A frase do Chico Buarque: “Agora o Brasil não fala fino com os EUA e grosso com a Bolívia” é um dos “memes” recorrentes da atual campanha presidencial.
Lembrei, no caso, do então Chanceler Celso Lafer, que foi obrigado a tirar os sapatos ao passar pela imigração em Miami, quando foi tratar, em 2002 (último ano do governo FHC), da imposição de sobretaxas aos produtos siderúrgicos brasileiros exportados para aquele país.
Lafer reclamou, mas submeteu-se ao vexame. E, o que é pior, não retaliou quando da visita de funcionários dos EUA ao Brasil.
A justificativa do Departamento de Estado foi de que eles não controlavam a segurança dos aeroportos. No entanto, os chanceleres de certos países não foram submetidos ao vexame. E não porque fossem mais aliados dos EUA do que o Brasil era na ocasião. Mas, sim, porque eram economias robustas.
O que o Brasil não era.
A questão das sobretaxas ao aço era claramente uma violência contra a economia brasileira. Não teve papo de acordos bilaterais sobre o assunto, que só foi resolvido bem mais tarde no âmbito da OMC, que decidiu em favor do Brasil e dos demais países que secundaram a reclamação brasileira.

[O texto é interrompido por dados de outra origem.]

PR #46, opened 2018-03-28
Removes the shouldBe checks on the status codes

bakejeyner:
Removes the shouldBe checks on the status codes and replaces the checks with our own in order to throw our own SAMLComplienceExceptions

### DIFF
--- a/test/common/src/main/kotlin/org/codice/compliance/verification/binding/BindingVerifier.kt
+++ b/test/common/src/main/kotlin/org/codice/compliance/verification/binding/BindingVerifier.kt
@@ -14,8 +14,8 @@
 package org.codice.compliance.verification.binding
 
 import com.google.api.client.http.HttpStatusCodes
+import org.codice.compliance.SAMLBindings_3_5_6_a
 import org.codice.compliance.SAMLComplianceException
-import org.codice.compliance.SAMLSpecRefMessage
 
 open class BindingVerifier {
     companion object {
@@ -28,7 +28,7 @@ open class BindingVerifier {
         fun verifyHttpStatusCode(code: Int) {
             if (code >= HTTP_ERROR_THRESHOLD) {
                 throw SAMLComplianceException.createWithPropertyMessage(
-                        SAMLSpecRefMessage.SAMLBindings_3_5_6_a,
+                        SAMLBindings_3_5_6_a,
                         property = "HTTP Status Code",
                         actual = code.toString(),
                         expected = "${HttpStatusCodes.STATUS_CODE_OK}"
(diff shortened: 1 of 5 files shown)


test/common/src/main/kotlin/org/codice/compliance/verification/binding/PostBindingVerifier.kt
```diff
@@ -41,13 +39,13 @@ import org.codice.compliance.utils.decorators.IdpPostResponseDecorator
 import org.codice.security.saml.SamlProtocol.Binding.HTTP_POST
 import org.codice.security.sign.Decoder
 
-class PostBindingVerifier(private val response: IdpPostResponseDecorator) {
+class PostBindingVerifier(private val response: IdpPostResponseDecorator) : BindingVerifier() {
```
coyotesqrl: ❓ What's the advantage to subclassing `BindingVerifier` here? We get no behaviors/polymorphism from it; we only use a static method from its companion.

test/common/src/main/kotlin/org/codice/compliance/verification/binding/BindingVerifier.kt
```diff
@@ -0,0 +1,39 @@
...
+         * according to the binding spec
+         * 3.4.6 & 3.5.6 Error Reporting
+         */
+        fun verifyHttpStatusCode(code: Int) {
+            if (code >= HTTP_ERROR_THRESHOLD) {
+                throw SAMLComplianceException.createWithPropertyMessage(
+                        SAMLSpecRefMessage.SAMLBindings_3_5_6_a,
+                        property = "HTTP Status Code",
+                        actual = code.toString(),
+                        expected = "${HttpStatusCodes.STATUS_CODE_OK}"
```
coyotesqrl: ❓ Other codes are acceptable but we're printing out an expected value of 200. Is that okay, or should be be more broad in our expected value message?

test/common/src/main/kotlin/org/codice/compliance/verification/binding/PostBindingVerifier.kt
brjeter: It was just so we could reuse the functionality. And we figure the reusable functionality that we need between POST and Redirect will grow.

test/common/src/main/kotlin/org/codice/compliance/verification/binding/BindingVerifier.kt
bakejeyner: Whoops. Forgot to change that when Jeter and I decided to check for >400. Fixing now.

PR #48, opened 2018-03-28
Printing the specific XML piece that's invalid when an exception occurs

idperez:


test/common/src/main/kotlin/org/codice/compliance/verification/binding/RedirectBindingVerifier.kt
```diff
@@ -177,7 +177,7 @@ class RedirectBindingVerifier(private val response: IdpRedirectResponseDecorator
      */
     private fun verifyNoXMLSig() {
         if (response.responseDom.children("Signature").isNotEmpty()) {
-            throw SAMLComplianceException.create(SAMLBindings_3_4_4_1, message = "Signature element found.")
+            throw SAMLComplianceException.create(SAMLBindings_3_4_4_1, message = "Signature element found.", node = response.responseDom)
```
bakejeyner: ❓ Is this line too long? Just making sure because it looks Strings are cut off early, like this one https://github.com/connexta/saml-conformance/pull/48/files#diff-9b82dc48c358096a39643f5081ef7f97R255

idperez: Build passes, `gradle spotlessApply` doesn't seem to mind it

idperez: https://github.com/connexta/saml-conformance/pull/49 this should resolve any line length issues

PR #51, opened 2018-03-29
Adds specific subclasses of the SAMLSpecRefMessage

coyotesqrl:
Includes doc names and URLs for the doc references.

Also fixes code trimming.


test/common/src/main/kotlin/org/codice/compliance/verification/core/CommonDataTypeVerifier.kt
```diff
@@ -153,7 +153,7 @@ private fun verifyYear(year: String, errorCode: SAMLSpecRefMessage?) {
     else arrayOf(errorCode)
 
     // check if year is an integer && https://www.w3.org/TR/xmlschema-2/#dateTime "a plus sign is not permitted"
-    if (!strippedYear.matches(Regex("\\d+"))) {
+    if (!strippedYear.matches("""\d+""".toRegex())) {
```
coyotesqrl: Small change just to be consistent in our use of regexes.

PR #54, opened 2018-03-29
Jenkinsfile typo

blen-desta:
😅


oconnormi:
What do they say about great minds?

PR #58, opened 2018-03-30
Added a depends on in docker copy task

blen-desta:
I noticed that when doing a parallel docker build, the Dockerfile fails to copy the distribution because the `copyDistribution` runs before it is built.


coyotesqrl:
Recommend closing this PR and letting @brjeter incorporate this change into his so neither of you needs to rebase after the fact.

blen-desta:
Sounds good. @brjeter ☝️

PR #63, opened 2018-04-02
Added two negative path tests from the profiles document

blen-desta:
Tests for 
```
Profiles 4.1.4.1:
If the identity provider cannot or will not satisfy the request, 
it MUST respond with a <Response> message containing an 
appropriate error status code or codes.
```
and
```
Profiles 4.1.4.1:
Note that the service provider MAY include a <Subject> element 
in the request that names the actual identity about which it wishes
to receive an assertion. This element MUST NOT contain any 
<SubjectConfirmation> elements. If the identity provider does
not recognize the principal as that identity, then it MUST respond 
with a <Response> message containing an error status and no assertions.
```


gradlew.bat
```diff
@@ -1,84 +1,84 @@
...
-rem Set variable GRADLE_EXIT_CONSOLE if you need the _script_ return code instead of
-rem the _cmd.exe /c_ return code!
-if  not "" == "%GRADLE_EXIT_CONSOLE%" exit 1
-exit /b 1
-
-:mainEnd
-if "%OS%"=="Windows_NT" endlocal
-
-:omega
+@if "%DEBUG%" == "" @echo off
```
blen-desta: The difference is in line endings

ctk/common/src/main/kotlin/org/codice/compliance/verification/profile/ProfilesVerifier.kt
```diff
@@ -31,11 +32,15 @@ class ProfilesVerifier(private val node: Node) {
      * Verify Error Response against the Profiles document.
      * This should be called explicitly if an error is expected.
      */
-    fun verifyErrorResponse() {
-        if (node.allChildren("Assertion").isNotEmpty())
-            throw SAMLComplianceException.create(SAMLProfiles_4_1_4_2_l,
+    fun verifyErrorResponseAssertion(samlErrorCode: SAMLSpecRefMessage? = null) {
+        if (node.allChildren("Assertion").isNotEmpty()) {
+            var exceptions: Array<SAMLSpecRefMessage> = arrayOf(SAMLProfiles_4_1_4_2_l)
```
coyotesqrl: ✏️ How about 
```kotlin
val exceptions: Array<SAMLSpecRefMessage> = 
  if (samlErrorCode == null) arrayOf(SAMLProfiles_4_1_4_2_l)
 else arrayOf(samlErrorCode, SAMLProfiles_4_1_4_2_l)
```
Could probably use a `var` and do a conditional append as well.

blen-desta: 👍 I like that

Certamente não foi um caso tão grave quanto a espionagem denunciada mais tarde pelo Snowden, que fez a Presidenta Dilma cancelar a visita de Estado que faria a Washington. Mas foi uma violência contra os tratados que regulam os direitos recíprocos dos diplomatas.
E o Chanceler é o representante maior do Estado brasileiro no exterior, sobrepujado tão somente pelo próprio Presidente da República.
Celso Lafer fez muxoxo e reclamou junto ao subsecretário de Estado dos EUA em uma recepção a que este compareceu na Embaixada Brasileira em Washington. O embaixador era o prócer tucano Rubens Barbosa, cotado como futuro chanceler em uma eventual e remota vitória do Aécio.
Não consta nem que tivesse havido uma reclamação formal da Embaixada.
Ficou naquele papo de coquetel: “Pô, não deviam me tratar assim”.
Celso Lafer teve que ficar descalço três vezes nessa visita. Fez cara feia, mas ficou.
Certo mesmo era revistar a Condoleeza Rice na sua visita seguinte ao nosso país. Mas, como somos cavalheiros e simpáticos, engolimos a ofensa.
Ao que conste, nenhum de nossos chanceleres – Celso Amorim, Antônio Patriota e Luís Alberto Figueiredo Machado – tenham tirados os sapatos quando visitaram a gringolândia.